▶ How to complete this task:
Print the lines of the data, starting with the first, up to and including the line where "As a pktvisor" appears.

(Dataset entries)
*** Begin section ***
PR #304, opened 2022-06-20
Add global handler configuration at agent level

### LINKED ISSUE #207: Implement global handler configuration
As a pktvisor user with multiple dynamic policies, I want to be able to pre-configure some handler configuration per agent and not per policy.

For example, if a custom handler requires access to a file on disk at the agent (i.e. to lookup information per evend), I do not want to configure this directory per policy but rather once in the pktvisor agent configuration YAML, and have it apply to all instances of that handler on that agent. This configuration would be a default value which could be overridden per policy if it existed.

leoparente:


src/tests/test_policies.cpp
```diff
@@ -22,6 +22,8 @@ version: "1.0"
       input_type: mock
       config:
         iface: eth0
+  global_handler_config:
```
weyrick, line 25: We need to update the policy RFC with this specification. That RFC already specifies a section for global handler config under "visor.policies.handler.config", which i think we could adjust a bit to add "global" and handler type specific config like

```
      handlers:
        # default configuration for the stream handlers
        config:
           global:
             periods: 5
             max_deep_sample: 50
           type:
              dns:
                 only_rcode: 2
          
```

weyrick (changes requested):

src/tests/test_policies.cpp
leoparente: I don't get it. I thought that the idea is to **make it agent configurable at startup level** and not at Policy level.
Because at policy level, as it is global, a policy can apply that after another policy is applied and next policy will use this new configuration.

Also when the agent reboots, the applied policy order can change and it can cause different behaviors  every reboot

weyrick: You're right sorry, but it does need to be in rfc and it should still be broken out per handler.

weyrick: Oh i guess we don't have an rfc for config! We should fix that too :P

leoparente: > but it does need to be in rfc and it should still be broken out per handler.

could you explain better the broken out per handler?

weyrick: yes right now you have a section which will apply key/val config to _all_ handlers but i want to be able to specify global key/val config per handler. so instead of

```
visor:
  taps:
    anycast:
      input_type: mock
      config:
        iface: eth0
  global_handler_config:
    only_rcode: 2
```
it should be 

```
visor:
  taps:
    anycast:
      input_type: mock
      config:
        iface: eth0
  global_handler_config:
    dns:
      only_rcode: 2
```

leoparente: done. We should discuss better how to add a RFC for this and also for Config. It should be two separated RFCs? 
if so, what should be the name of them?

weyrick: no just a single RFC for config file schema. it should follow the pattern of the other RFCS - create an issue for it, then create the RFC file name with the data and issue number in it.

we can land this though and do that separately.

weyrick (approved):

src/tests/test_policies.cpp
leoparente: issue created: https://github.com/ns1labs/pktvisor/issues/307

I will land this one

PR #308, opened 2022-06-23
Feature/configurable topn count

### LINKED ISSUE #300: Top 10 metrics: Make "10" a configurable parameter
Ideally this would be configurable at the individual Top 10 metric, but an initial implementation could be limited to setting the value at the module level in the policies (i.e. per named handler)

leoparente:


leoparente:
@rboucher-ns1  i did it per policy at same level of deep sample and periods should it be at each handler level?
@weyrick what are your thoughts?

rboucher-me:
The _ideal_ scenario would be to set it at the individual metric level in the handler configuration (`dns_top_qnames3_items=20`). Second-best would be at the handler level (`top_items=20`).
That said, I think setting this at the policy level is sufficient. The purpose of this is to allow us to do some testing and tuning (particularly for flow metrics) to find the ideal compromise between data granularity and compute/storage requirements.

rboucher-me (approved):

src/Metrics.h
```diff
@@ -259,6 +259,16 @@ class TopN final : public Metric
         _fi.merge(other._fi);
     }
 
+    void update_top_count(const size_t top_count)
```
weyrick: the convention is to prepend `set_` for setters, and for accessors to have the same name as the variable without the prepended underscore, so these should be `set_top_count` and `top_count`

RFCs/2021-04-16-76-collection-policies.md
```diff
@@ -43,8 +43,9 @@ visor:
       handlers:
         # default configuration for the stream handlers
         config:
-          periods: 5
-          max_deep_sample: 50
+          periods: 2 #default is 5
+          max_deep_sample: 50 #default is 100
+          topn_size: 5 #default is 10
```
weyrick: let's stick with "count" instead of "size", as per the existing metrics member variable

src/AbstractMetricsManager.h
```diff
@@ -238,6 +239,7 @@ class AbstractMetricsManager
      */
     jsf32 _rng;
     uint32_t _deep_sample_rate{100};
+    size_t _topn_size{10};
```
weyrick: here as well, use _count

weyrick (changes requested):

RFCs/2021-04-16-76-collection-policies.md
leoparente: i've made `topn_count` here. Do you think that it should be `top_count` (without the 'n')

src/Metrics.h
leoparente: done

RFCs/2021-04-16-76-collection-policies.md
weyrick: topn_count is good

src/AbstractMetricsManager.h
```diff
@@ -214,6 +214,7 @@ class AbstractMetricsBucket
 
     virtual void to_json(json &j) const = 0;
     virtual void to_prometheus(std::stringstream &out, Metric::LabelMap add_labels = {}) const = 0;
+    virtual void update_top_metrics(size_t top_count) = 0;
```
weyrick: let's do `topn_count` across the board, so `update_topn_metrics(size_t topn_count)`

src/Metrics.h
```diff
@@ -259,6 +259,16 @@ class TopN final : public Metric
         _fi.merge(other._fi);
     }
 
+    void set_top_count(const size_t top_count)
```
weyrick: `set_topn_count`

src/Metrics.h
```diff
@@ -259,6 +259,16 @@ class TopN final : public Metric
...
+    {
+        _top_count = top_count;
+    }
+
+    size_t get_top_count() const
```
weyrick: just `size_t topn_count() const`, no "get_"

weyrick (changes requested):

src/Metrics.h
leoparente: done

src/Metrics.h
leoparente: done

weyrick (approved):

PR #310, opened 2022-06-27
Replace int with string on thread monitor stat collection

### LINKED ISSUE #306: ThreadMonitor failing on CentOS7
Should test it with docker image.

leoparente:


leoparente:
`thread_stat.ignore(' ');` was causing different behaviors, and stat has string and int values. So the best approach is to read everything as string and then convert the necessary values
  
  sample stats:
  ```
  98 (cat) R 18 198 18 34817 198 4194304 78 0 0 0 0 0 0 0 20 0 1 0 1299013 4505600 185 18446744073709551615 4194304 4238828 140735373488928 0 0 0 0 0 0 0 0 0 17 6 0 0 0 0 0 6339656 6341408 19660800 140735373490557 140735373490584 140735373490584 140735373492203 0
```

File: src/handlers/input_resources/ThreadMonitor.h [hunk 1]
```diff
@@ -46,17 +48,20 @@ class ThreadMonitor
...
-        std::vector<uint64_t> stats;
+        std::vector<std::string> stats;
         std::ifstream thread_stat("/proc/thread-self/stat");
-        thread_stat.ignore(' ');
-        while (thread_stat >> stat) {
-            stats.push_back(stat);
+        std::string stat_str;
+        while (thread_stat >> stat_str) {
+            stats.push_back(stat_str);
+            if (stats.size() > PROC_STAT_POS_STIME)
```
leoparente, line 56: proc stat has more than 40 items and we only use the 13 and 14, so I think it is less **costly** to check size 15 times than pushing back string 25 times without being used

weyrick (approved):

PR #316, opened 2022-06-30
Add NODATA count and top qname

### LINKED ISSUE #298: DNS module: Total DNS NODATA wire packets (return code NOERROR and no answer in response)
This issue is to add a new DNS metric that tracks NODATA requests (return error code NOERROR and no answer section in the response).

### LINKED ISSUE #299: DNS module: Top NODATA QNAMES (result code NOERROR and no answer in response)
Add to DNS handler Top NODATA QNAMES (result code NOERROR and no answer in response). This is related to issue pktvisor:298

leoparente:


src/handlers/dns/DnsStreamHandler.cpp
```diff
@@ -71,6 +71,10 @@ void DnsStreamHandler::start()
             throw ConfigException("only_rcode contained an invalid/unsupported rcode");
         }
     }
+    if (config_exists("answer_count")) {
```
weyrick, line 79: i think we need to also ensure it's an int, as we do on line 57, otherwise 75 will fail

weyrick (changes requested):

src/handlers/dns/DnsStreamHandler.cpp
leoparente: but i did the same as line 60 and 61. it does not ensure if it is an int before calling get

weyrick: hm isn't that a bug too though? what actually happens in case the type is wrong?

leoparente: policy apply will fail. I thought that is the expected behavior. because it the type is wrong we should throw right? Which is that we currently do

leoparente: we also throw when rcode is not in the known range for instance

weyrick: yes if we handle the error gracefully then that's correct - but also the error message needs to be understandable so they can know what to fix too. remember this error message will show up in the orb UI

leoparente: Cool. I will work on that!

leoparente: done

weyrick (approved):

PR #321, opened 2022-07-04
Add own implementation for public suffix list

### LINKED ISSUE #232: DNS stats should be based upon public suffix

leoparente:


rboucher-me (approved):
Did not validate the code itself, but the implementation looks good to me.

src/handlers/dns/DnsStreamHandler.cpp
```diff
@@ -335,14 +334,18 @@ bool DnsStreamHandler::_filtering(DnsLayer &payload, [[maybe_unused]] PacketDire
...
+            if (ends_with(qname_ci, fqn)) {
                 _static_suffix_size = fqn.size();
                 goto will_not_filter;
             }
         }
         // checked the whole list and none of them matched: filter
         goto will_filter;
     }
+    // This is not actually a filter, but only should work if OnlyQNameSuffix is not enabled
+    else if (_f_enabled[Filters::PublicSuffixList] && payload.parseResources(true) && payload.getFirstQuery() != nullptr) {
```
weyrick: did you use _f_enabled for convenience? i would rather not conflate it with config options which are not filters. if it makes sense we can add _c_enabled and a similar list of config functionality

src/handlers/dns/DnsStreamHandler.cpp
```diff
@@ -335,14 +334,18 @@ bool DnsStreamHandler::_filtering(DnsLayer &payload, [[maybe_unused]] PacketDire
...
+        _static_suffix_size = match_public_suffix(payload.getFirstQuery()->getNameLower());
```
weyrick: remind me - we cache this lower name right?

weyrick (changes requested):

src/handlers/dns/DnsStreamHandler.cpp
leoparente: yes, we do

src/handlers/dns/DnsStreamHandler.cpp
leoparente: yes. i did for convenience. I will change that

leoparente: done

weyrick (approved):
*** End section ***
▶ Answer for this exercise:
PR #304, opened 2022-06-20
Add global handler configuration at agent level

### LINKED ISSUE #207: Implement global handler configuration
As a pktvisor user with multiple dynamic policies, I want to be able to pre-configure some handler configuration per agent and not per policy.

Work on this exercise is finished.